Data extracted from a collection

/---

PR #572, opened 2026-08-11
[Jetson][D5x][gmsl] feat: receive flat NV12 over UD30

polejoe:
## Depends on

- https://github.com/RealSenseAI-Internal/soc-rs-soc-io-drivers/pull/524
- https://github.com/RealSenseAI-Internal/soc-rs-soc-device-mgr/pull/457

## Summary

- Carry D5x RGB flat NV12 over CSI-2 UD30 while keeping the application ABI as standard `V4L2_PIX_FMT_NV12`.
- Select the camera route with source DT `0x18` and output override DT `0x30`.
- Receive UD30 as an opaque byte surface through an exact private media-bus tuple, one contiguous `Y + UV` allocation, and no post-DMA copy or reformat.
- Restrict FourCC lookup to formats enumerated by the active subdevice so unrelated camera channels cannot select RealSense private tuples.
- Keep visible transport width separate from aligned V4L2 surface stride.

## Host layering

For a visible `W x H` frame, HKR sends `H * 3 / 2` UD30 rows with `WC = W`. The D5xx subdevice owns the private NV12/UD30 media-bus tuple and logical geometry. The declarative opaque-surface entry selects USER1, applies the internal RAW8 descriptor override, and keeps VI `frame_x = W`.

V4L2 separately exposes `bytesperline S = ALIGN(W, 64)` and `sizeimage = S * H * 3 / 2`. VI writes each visible row into an aligned destination stride; the application dequeues standard contiguous NV12 without a post-DMA copy.

The common VI code contains no camera name, stream type, VC/MC, or DTS product branch.

## Isolation

- Standard NV12 tuples from non-RealSense cameras do not match the private media-bus code and remain on the stock path.
- An unsupported forced FourCC request cannot fall back to a private tuple that the active subdevice did not enumerate.
- D4xx streams do not enumerate the D5xx private media-bus code.
- `frame_x` is not overloaded with aligned stride; visible geometry and memory pitch remain separate contracts.

## Rollout compatibility

The HKR changes can merge before this host change. Existing hosts keep their current Depth and IR wire DTs. HKR resolves an input surface from `(stream, CSI output DT)` when that route is unique, so legacy control values do not require dedicated alias rows. Source DT is used only to distinguish multiple surfaces sharing one route, currently RGB NV12 and Bayer10 over UD30.

An old host does not request RGB NV12 over UD30, so the new RGB path remains inactive until this PR is installed.

## Verification

- PR branch contains one commit relative to `d500_gmsl_dev`.
- Full patch series apply on NVIDIA source tags for JP6.0, 6.1, 6.2.1, 6.2.2, 7.0, and 7.1: PASS.
- JP6.2.2 full kernel, modules, D5xx FG24 overlay, package deployment, reboot, and rootfs integrity gates: PASS.
- D5xx GMSL E2E regression on MAX96724 tunnel mode: 19/19 PASS.
- RGB NV12 1280x960@60: PASS.
- RGB NV12 848x480@60: 182 frames, zero drops; `WC=848`, `bytesperline=896`, `sizeimage=645120`.
- RGB NV12 480x270@60: 182 frames, zero drops; `WC=480`, `bytesperline=512`, `sizeimage=207360`.
- RGB NV12 424x240@60: 181 frames, zero drops; `WC=424`, `bytesperline=448`, `sizeimage=161280`.
- Depth, Y8I, YUYV, IMU, Y12I, Bayer10, and three/four-stream cases: PASS.
- SerDes regression: 71 PASS, 15 non-critical warnings, 0 critical errors.

## Explicit non-scope

This PR contains no NVCSI direct-MMIO or DT0x18 override POC. That Option 3 experiment remains isolated in draft PR #571 and is blocked by TrustZone firewall access plus missing shadow/RCE control APIs.

MAX96712 pixel mode is also outside this E2E result. CSI-2 RAW8/UD30 has no 64-byte WC rule, but MAX96712 pixel mode is format/BPP aware and requires paired serializer/deserializer Mode 1 configuration before arbitrary visible WC can be claimed. Current validation is MAX96724 tunnel mode only.


pinquanw (approved):

nvidia-oot/6.2/0014-Add-opaque-byte-surfaces.patch
```diff
@@ -0,0 +1,165 @@
...
++	u8 bpl_width_divisor;
++	u8 height_numerator;
++	u8 height_denominator;
++};
++
++static const struct tegra_vi_surface_override tegra_vi_surface_overrides[] = {
++	{
++		.code = MEDIA_BUS_FMT_RS_NV12_UD30_1X8,
++		.dt_override = TEGRA_IMAGE_DT_RAW8,
++		.bpl_width_divisor = 0,
```
ghu3, line 132: Blocking: bpl_width_divisor=0 leaves the VI descriptor at frame_x = W, while the firmware NV12-to-UD30 DPI byte path emits WC = getStride(FMT_NV12, W), which is 64-byte aligned. For advertised widths 848, 480, and 424, the wire rows are 896, 512, and 448 bytes respectively; the validated 1280 mode hides this mismatch. This can cause packet-width errors, truncated rows, or an undersized userspace buffer. Please make bytesperline, frame_x, and sizeimage consistently use the exact source stride S, and add runtime coverage for a non-64-aligned mode such as 848x480 or 424x240.

kernel/realsense/d5xx.c
```diff
@@ -1604,22 +1622,25 @@ static const struct d5x_format d5x_y_formats_d58x_raw16[] = {
...
 		.n_resolutions = ARRAY_SIZE(d58x_rgb_sizes),
 		.resolutions = d58x_rgb_sizes,
 	}, {
-		/* Flat NV12 surface carried as width x (height * 3 / 2) RAW8. */
-		.data_type = GMSL_CSI_DT_RAW_8,
-		.mbus_code = MEDIA_BUS_FMT_UYYVYY8_0_5X24,
+		/* Flat NV12 bytes use an opaque UD30 carrier. */
+		.source_dt = GMSL_CSI_DT_YUV420_8,
+		.csi_out_dt = GMSL_CSI_DT_USER_1,
+		.mbus_code = MEDIA_BUS_FMT_RS_NV12_UD30_1X8,
```
ghu3, line 1634: Blocking: this shared d5xx.c change advertises the private 0x5008 tuple and programs UD30 for every build, but only the nvidia-oot/6.2 patch set defines the matching VI format and opaque-surface descriptor. The 6.0, 6.1, 7.0, and 7.1 patch sets still install the old UYYVYY8_0_5X24 / RAW8 receiver entry. On those versions fmts_bitmap cannot match this tuple, or VI remains configured for RAW8 while the SerDes sends UD30, so NV12 regresses at runtime even though compile-only CI passes. Please propagate the 0014-0016 changes to every supported stack, or gate the tuple and wire-DT change by target version.

lemon6630 (approved):

PR #275, opened 2025-06-13
d4xx : Linux v4l2 compat 5.15 to 6.11

Pirouf:
* Support Linux v4l2 from 5.15 to 6.11

PR #576, opened 2026-08-12
[RSDEV-13503][RSDEV-13505][VC4_dual_rgb][D585][gmsl] feat: receive DUALRGB_RIGHT on VC4

polejoe:
## Status

Draft reference implementation for the validated VC1 + VC4 dual-RGB topology. The product architecture is now evaluating a single-VC1 RGB multiplexing model; this PR is kept as the proven VC4 host-channel implementation and as input for future VC5-VC7 work.

## Summary

- register `DUALRGB_RIGHT` as an independent D5x VC4 video/metadata channel
- gate RGB-right admission and the 2C 30 FPS image-profile limit by the D585 product identity
- expose the existing RGB NV12/YUYV profiles through the additional channel
- share one MAX96724 physical tunnel pipe across logical VCs from the same link and roll back each acquired reference on setup/start failure
- keep one FG24 overlay source and declare VC4 as a runtime-probed capability
- initialize each stream configuration cache to an invalid sentinel so the first S_FMT writes an explicit zero output-DT override when required
- provide the full-size D500 GVD control and bound the firmware response copy
- complete metadata before publishing the paired VI video buffer

## Design

Tunnel mode forwards complete CSI packets from one physical GMSL link. VC0-VC4 share one DES tunnel pipe with reference counting; MAX96717/MAX96724 do not perform a per-VC pixel-format conversion in this path.

VC4 is a D5x sensor/channel capability. Existing VC0-VC3 formats, nodes, and control contracts are unchanged. A firmware that does not answer the VC4 probe does not register the additional subdevice.

The cache initialization fix is generic per-stream control behavior: cache values start invalid so the first requested value, including zero, is always sent to firmware.

## Verification

- JP5.0.2 through JP7.1 GitHub build matrix: PASS
- JP6.2.2 D5x FG24 build and deployment: PASS
- single RGB-right NV12 and YUYV `1280x960@30`: PASS
- dual RGB NV12 and YUYV: PASS
- Depth + IR + dual RGB: PASS
- five-stream/five-VC run including IMU: PASS
- independent RGB-right gate-on/gate-off: PASS
- metadata sidecars valid in the covered regression cases
- 2C 60 FPS requests are rejected by the product FPS guard as designed

## Upstream Scope

- D5x stream identity and VC4 topology stay in the D5x sensor/DT integration
- tunnel-pipe reference counting follows generic MAX96724 tunnel semantics
- pixel-mode behavior is unchanged
- config-cache initialization and VI metadata completion ordering are generic correctness fixes

## Related

Related HKR PRs: #525, #458, #275, #359

Parent Story: https://rsjira.realsenseai.com/browse/RSDEV-13489

Jira:

- Tunnel mode: https://rsjira.realsenseai.com/browse/RSDEV-13503
- Host VC4 channel: https://rsjira.realsenseai.com/browse/RSDEV-13505


polejoe:
**Deep review — VC4 host channel, tunnel pipe sharing, VI5 metadata ordering**

One must-fix, several flags:

1. 🔴 **Tunnel pipe refcount leak on error paths (must fix).** In `d5x_configure()`, after `get_available_pipe_id()` succeeds (which now does `st_count++` in tunnel mode), both the `d5x_setup_pipeline()` failure and the DES re-arm re-apply failure paths `return ret` without calling `release_pipe()`. Under the old semantics (`st_count = 0` on release) a leaked count was self-healing; under the new refcount semantics the count is stuck >0 forever, so the tunnel pipe is never truly released after the last stream stops. This is exactly the "refcount symmetric across start, stop and error paths" checklist item — currently not met. Suggested: `goto` cleanup that releases the just-acquired pipe on any post-acquire failure, plus an error-injection test (fail `setup_pipeline` → assert `st_count` returns to 0).
2. 🟡 **Pixel mode + VC4 gives a misleading error.** The pixel-mode branch loops `i < MAX96724_MAX_PIPES (4)` and can never match `vc_id == 4`, so RGB2 in pixel mode fails with `-ENOMEM "No free pipe"`. Recommend an explicit `vc_id >= MAX96724_MAX_PIPES → -EOPNOTSUPP` with a "VC4+ requires tunnel mode" log.
3. 🟡 **`is_rgb && is_rgb2` double-flag discipline.** `strncmp(str, "RGB", 3)` matches "RGB2", so RGB2 nodes have both flags set, and every dispatch site must test `is_rgb2` before `is_rgb` (the diff does this consistently). Any future `if (state->is_rgb)` added elsewhere in this ~8k-line file will silently treat RGB2 as RGB1. Suggest a `d5x_is_rgb1()` helper (`is_rgb && !is_rgb2`) or at minimum a comment on the struct fields stating the ordering rule.
4. 🟡 **Deployment mismatch hazards (document, not code):**
   - Old host driver + new 5ch dual-rgb overlay: the old driver's `strncmp("RGB",3)` also matches `cam-type = "RGB2"` → d5xx@1e is treated as a second RGB1 (writes RGB1 registers, sends `START|RGB`). The 5ch overlay must only ship with this driver or newer — please state the minimum driver/FW pairing in the README.
   - New driver + 5ch overlay + old FW: RGB2 probe reads `0x407E`/`0x4806`, which old FW doesn't serve. Consider a capability probe (FW version gate or a probe-read of the 0x4060 region) before enabling the RGB2 node, or document the minimum FW.
5. 🟡 **VI5 metadata ordering patch is a global VI5 behavior change** — d4xx devices share `vi5_fops.c`. The fix direction is right (complete metadata before `vb2_buffer_done()` on the video buffer, so a userspace requeue can't reset the sequence the metadata path still needs). Please run a d4xx regression as well, and consider whether the patch belongs in the shared 6.0 series per the repo's patch-carrier conventions rather than 6.2-only.
6. 🟡 **5ch overlay shifts all /dev/videoN indices** (VI registers in reverse DTS port order; new port@4 carries metadata). Numeric-index scripts will break; udev aliases stay stable. Worth a README note.
7. 🟢 RGB2 DTS `mode0` is YUY2 1920x1080 while the FW default/E2E profile is NV12 1280x960@60 — relies on dynamic mode update like RGB1; please confirm `serdes_pix_clk_hz = 500 MHz` covers the NV12@60 case.
8. Backward-compat note (for the record): without the 5ch overlay this driver is inert w.r.t. RGB2 — no d5xx@1e node, no new register access — so old-FW + new-driver + 4ch overlay is safe. The HKR-side PRs are likewise safe against this driver's absence (verified in the io-drivers #525 review).

nvidia-oot/files/6.2/drivers/media/i2c/max96724.c
```diff
@@ -1647,7 +1680,15 @@ int max96724_release_pipe(struct device *dev, int pipe_id)
 		return -EINVAL;
 
 	mutex_lock(&priv->lock);
-	priv->pipe[pipe_id].st_count = 0;
+	if (!priv->pipe[pipe_id].st_count) {
+		mutex_unlock(&priv->lock);
+		return -EINVAL;
+	}
+	priv->pipe[pipe_id].st_count--;
```
ymodlin, line 1687: **Potential BUG:** `max96724_release_pipe()` was idempotent (`st_count = 0`); it now refcounts and returns `-EINVAL` when the pipe is already free.

Two consequences worth checking:
- any teardown/error path that releases twice now returns an error instead of being a no-op;
- in tunnel mode all VCs share `PIPE_X`, so a single missed release (e.g. a stream-start that fails after `get_available_pipe_id()`) leaves `st_count > 0` and the tunnel pipe armed for the driver's lifetime.

kernel/realsense/d5xx.c
```diff
@@ -2421,7 +2472,8 @@ static int d5x_configure(struct d5x *state)
 			sensor->pipe_id, pipe_reapply_gen, data_type1, data_type2, vc_id);
 	}
 #else /* Non-SERDES configuration */
-	vc_id = (state->is_depth) ? 0 : (state->is_rgb) ? 1 : (state->is_y8) ? 2 : 3;
+	vc_id = (state->is_depth) ? 0 : (state->is_rgb2) ? 4 :
```
ymodlin: **Potential BUG (latent):** two different sources of truth for the VC in the same function. The SerDes pipe is allocated from `state->g_ctx.dst_vc` (DT `vc-id`, line ~2386), but this line re-derives `vc_id` from `cam-type` and hardcodes `4` for RGB2, and that value is what feeds `md_value` below.

They agree only because the new overlay sets `vc-id = <4>`. If a future overlay picks a different VC for RGB2 the deserializer routing and the FW metadata VC diverge silently. Suggest deriving from `state->g_ctx.dst_vc` instead of hardcoding.

build_all.sh
```diff
@@ -165,14 +165,25 @@ else
...
+                sed -i '/^dtbo-y += tegra234-camera-d5xx-overlay-fg24-4ch.dtbo$/a dtbo-y += tegra234-camera-d5xx-overlay-fg24-5ch-dual-rgb.dtbo' "$JP6_OVERLAY_MAKEFILE"
+            fi
         fi
         make RS_USE_D5XX=$RS_USE_D5XX RS_CSI_LANES=$RS_CSI_LANES dtbs
         cp $BUILD_SRCS/nvidia-oot/device-tree/platform/generic-dts/dtbs/tegra234-camera-d4xx-overlay*.dtbo $TEGRA_KERNEL_OUT/rootfs/boot/ 2>/dev/null || true
         if [[ "$D5XX" == "1" ]]; then
             cp $BUILD_SRCS/nvidia-oot/device-tree/platform/generic-dts/dtbs/tegra234-camera-d5xx-overlay*.dtbo $TEGRA_KERNEL_OUT/rootfs/boot/ 2>/dev/null || true
         fi
         if [[ "$FG24" == "1" ]]; then
+            test -f "$BUILD_SRCS/nvidia-oot/device-tree/platform/generic-dts/dtbs/tegra234-camera-d5xx-overlay-fg24-5ch-dual-rgb.dtbo"
```
ymodlin: **Potential BUG:** bare `test -f` under `set -e` (line 3) — if `tegra234-camera-d5xx-overlay-fg24-5ch-dual-rgb.dtbo` is not produced, `build_all.sh` aborts right here with no message, while every neighbouring `cp` is deliberately tolerant (`2>/dev/null || true`). Reads like leftover debug scaffolding: either drop the line, or make it an explicit failure with a message (`|| { echo "missing dtbo"; exit 1; }`).

hardware/realsense/tegra234-camera-d5xx-overlay-fg24-4ch.dts
```diff
@@ -500,6 +787,243 @@
...
+						 * cam_i2c bus before relying on this overlay.
+						 */
+						d5xx_per1: d5xx@1f {
+							status = "okay";
+							def-addr = <0x10>;
+							reg = <0x1f>;
+							override_reg = <0x1a>;
+							compatible = "realsense,d5xx";
+							use_sensor_mode_id = "true";
+							cam-type = "PER1";
```
ymodlin: **BUG** — `cam-type = "PER1"` (and `PER2`/`PER3`) matches no branch in the `cam-type` parser (`d5xx.c` ~L7768), so `is_depth/is_y8/is_rgb/is_rgb2/is_imu` all stay 0. Consequences:

1. `control_base` falls through to the fallback at ~L7817 → **`D5X_DEPTH_CONTROL_BASE`**. Controls are registered unconditionally for every client (`d5x_ctrl_init()`, L6725-6742) and the ctrl paths use `state->control_base` (L3502 / L3976), so a control write on a PER node lands in the **depth** control block — three extra clients able to disturb the real depth stream.
2. `d5x_set_state_last_set()` else-branch aliases `mux.last_set` to `imu.sensor`; `d5x_get_sensor_name()` reports `"unknown"`.
3. `d5x_state_to_pad()` returns `-1` into a `u32 pad`, which lands on `default: return -EINVAL`. So the "stays registered but enumerates no formats" behaviour the header promises is an accident of the `-1` → `u32` wrap, not a designed path.

Suggest an explicit `PER1..3` case (or a declared "no control block" stream class that skips ctrl registration) before this overlay ships.

build_all.sh
```diff
@@ -165,14 +165,32 @@ else
...
+            test -f "$BUILD_SRCS/nvidia-oot/device-tree/platform/generic-dts/dtbs/tegra234-camera-d5xx-overlay-fg24-8ch.dtbo"
```
ymodlin: Same bare `test -f` under `set -e` flagged on line 189 — now duplicated, so the silent-abort surface doubles while both neighbouring `cp`s stay tolerant (`|| true`).

Worth noting this one gates an overlay that this PR does not verify: the 8ch header itself says the `0x1f`/`0x20`/`0x21` aliases are not yet validated on FG24, and the Verification section covers only the 4ch/5ch cases — yet the `.dtbo` is built and copied to `/boot` unconditionally for `FG24=1`. Either give the check a message or drop it.

hardware/realsense/tegra234-camera-d5xx-overlay-fg24-4ch.dts
```diff
@@ -9,17 +9,68 @@
...
+ *   channels depending on D5XX_CHANNEL_COUNT below. Do not add a new .dts per
+ *   stream combination.
+ *
+ * SUPERSET / OVERLAY
+ *   overlay  - a /plugin/ device tree compiled to .dtbo and merged by the
+ *              bootloader into the base board DTB at boot (fragment@0 /
+ *              __overlay__). It patches nodes into the base tree; it does not
+ *              replace it. Selected by the OVERLAYS line in
+ *              /boot/extlinux/extlinux.conf, so changing it needs a reboot.
+ *   superset - declare the MAXIMUM hardware topology (all 8 VCs) once, and let
```
ymodlin: **CLAUDE.md guideline (comment style)** — this header grows ~55 lines of tutorial prose (what a DT overlay is, the full layer-mapping table, the per-VC cost budget). The rule is 2-3 line comments stating the *why*, with long rationale in the commit message / PR description / `CLAUDE.md`. The VC table and the `D5XX_CHANNEL_COUNT` selector note are worth keeping; the overlay/superset tutorial and cost analysis are not.

Minor: the "+1 SER port node" per-VC cost does not match the file — `ser_a` has no per-VC port nodes at all.

ymodlin (commented):
Re-review of the force-pushed revision (`1a5a6a25` → `4882868a`). New in this revision: the 8-channel superset overlay (VC5-VC7 Perception_1..3), the `D5XX_CHANNEL_COUNT` selector rework, and the build wiring. `d5xx.c` / `max96724.c` are unchanged, so the three earlier comments still stand.

One blocking item: the new `cam-type = "PER1/PER2/PER3"` values are not handled anywhere in `d5xx.c`, and the unmatched path silently falls back to the **depth** control block.

kernel/realsense/d5xx.c
ymodlin: Still open in `4882868a`, and this revision raises the stakes: the 8ch overlay adds VC5-VC7, so the `vc_id = is_depth ? 0 : is_rgb2 ? 4 : rgb1 ? 1 : is_y8 ? 2 : 3` chain now silently resolves **3 (IMU's VC)** for the three PER nodes. Deriving from `state->g_ctx.dst_vc` would cover all 8 VCs in one go.

nvidia-oot/files/6.2/drivers/media/i2c/max96724.c
polejoe: Checked against the current head. Tunnel-mode allocation is reference-counted per physical link pipe. Every failure after allocation now rolls back through `d5x_release_serdes_pipe()`, including initial pipe setup, re-apply after DES re-arm, stream configuration, and STREAMON timeout. The helper ignores an invalid pipe id and clears `pipe_id` only after a successful release, so the outer error path cannot decrement the same reference twice. Normal STOP releases one reference for the stream that acquired it.

kernel/realsense/d5xx.c
polejoe: Fixed in the current head. Both SerDes allocation and HKR metadata programming now use `state->g_ctx.dst_vc` as the single VC source. The old cam-type-derived VC chain is no longer used in the SerDes path.

build_all.sh
polejoe: The 5-channel overlay and its bare artifact check were removed when the PR was narrowed back to the verified VC4 dual-RGB scope. This thread is outdated.

hardware/realsense/tegra234-camera-d5xx-overlay-fg24-4ch.dts
polejoe: The PER1/PER2/PER3 overlay work was removed from this PR. The current patch only adds the verified dual-RGB VC4 channel, so those unclassified control nodes are no longer present.

build_all.sh
polejoe: The unverified 8-channel overlay and its artifact check were removed from this PR. VC5-VC7 remain outside this change.

hardware/realsense/tegra234-camera-d5xx-overlay-fg24-4ch.dts
polejoe: The long 8-channel/PER tutorial block was removed together with that out-of-scope overlay work. The remaining overlay comments are limited to the VC4 dual-RGB contract.

polejoe:
Review findings addressed in `dd2b96b`: D585 product identity gates RGB-right admission and the 2C image profiles at 30 FPS; non-2C products reject RGB-right rather than rejecting VC4 itself; tunnel-pipe references are rolled back on setup, re-apply, configure, and STREAMON failure paths. The JP5.0.2-JP7.1 build matrix passes. The `git diff --check` warnings are unified-diff context markers inside an embedded patch file, not source whitespace; changing them would corrupt the patch. @yalizhanghello Please re-review the current head.

ghu3 (approved):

\---

### Exercise aim:
Start with the first line of the data and print every line exactly. The line containing "## Rollout compatibility" is the last one to include.

### Answer for the task:
PR #572, opened 2026-08-11
[Jetson][D5x][gmsl] feat: receive flat NV12 over UD30

polejoe:
## Depends on

- https://github.com/RealSenseAI-Internal/soc-rs-soc-io-drivers/pull/524
- https://github.com/RealSenseAI-Internal/soc-rs-soc-device-mgr/pull/457

## Summary

- Carry D5x RGB flat NV12 over CSI-2 UD30 while keeping the application ABI as standard `V4L2_PIX_FMT_NV12`.
- Select the camera route with source DT `0x18` and output override DT `0x30`.
- Receive UD30 as an opaque byte surface through an exact private media-bus tuple, one contiguous `Y + UV` allocation, and no post-DMA copy or reformat.
- Restrict FourCC lookup to formats enumerated by the active subdevice so unrelated camera channels cannot select RealSense private tuples.
- Keep visible transport width separate from aligned V4L2 surface stride.

## Host layering

For a visible `W x H` frame, HKR sends `H * 3 / 2` UD30 rows with `WC = W`. The D5xx subdevice owns the private NV12/UD30 media-bus tuple and logical geometry. The declarative opaque-surface entry selects USER1, applies the internal RAW8 descriptor override, and keeps VI `frame_x = W`.

V4L2 separately exposes `bytesperline S = ALIGN(W, 64)` and `sizeimage = S * H * 3 / 2`. VI writes each visible row into an aligned destination stride; the application dequeues standard contiguous NV12 without a post-DMA copy.

The common VI code contains no camera name, stream type, VC/MC, or DTS product branch.

## Isolation

- Standard NV12 tuples from non-RealSense cameras do not match the private media-bus code and remain on the stock path.
- An unsupported forced FourCC request cannot fall back to a private tuple that the active subdevice did not enumerate.
- D4xx streams do not enumerate the D5xx private media-bus code.
- `frame_x` is not overloaded with aligned stride; visible geometry and memory pitch remain separate contracts.

## Rollout compatibility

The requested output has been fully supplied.